PR #1827, opened 2020-08-14
Feature new footer Kotlinlang + WebHelp

JuliaVolkova:


static/css/com/layout/footer.scss
```diff
@@ -3,103 +3,231 @@
...
+  .g-footer-layout {
+    min-width: 960px;
+    max-width: 960px;
+    width: 100%;
+    margin: auto;
+    display: flex;
+    justify-content: space-between;
+
+    @media (max-width: 960px) {
+      width: 100%;
```
zoobestik, line 35: exists in base selector for this rule and somethin else, does it need?

static/css/com/layout/layout.scss
```diff
@@ -11,11 +11,13 @@
 
 .global-layout {
     min-height: 100%;
-    margin-bottom: -$footer-height;
```
zoobestik, line 14: Oh, i know thats ugly, try to open [security.html](https://kotlinlang.org/security.html) or other short page.
I think it's better to improve body size :(

JuliaVolkova: Fixed it. Flex box forever ❤️

static/css/com/layout/footer.scss
JuliaVolkova: It's redundant, I've deleted it. Thanks!

PR #1834, opened 2020-08-17
Use the correct version for serialization compiler plugin on the serialization feature page

TheMrMilchmann:
According to the documentation of https://github.com/Kotlin/kotlinx.serialization, the version of the compiler plugin is still aligned with the Kotlin version. Additionally, version "1.0.0-RC" does not exist for the plugin. Therefore I assume that this is a mistake on the website.

I couldn't find any contribution guidelines so please let me know if there is anything else I should do.


p7nov:
Hi!
You're absolutely right! Thank you for fixing this.

PR #1835, opened 2020-08-18
Fix broken link to Kotlin serialization guide

michou:
The link to the Kotlin serialization guide was broken as it didn't include the branch in the path.


p7nov:
Thank you for noticing this! This is already fixed.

What to produce: An answer is complete only when it holds every line above containing the string "zoobestik".

Written solution:
zoobestik, line 35: exists in base selector for this rule and somethin else, does it need?
zoobestik, line 14: Oh, i know thats ugly, try to open [security.html](https://kotlinlang.org/security.html) or other short page.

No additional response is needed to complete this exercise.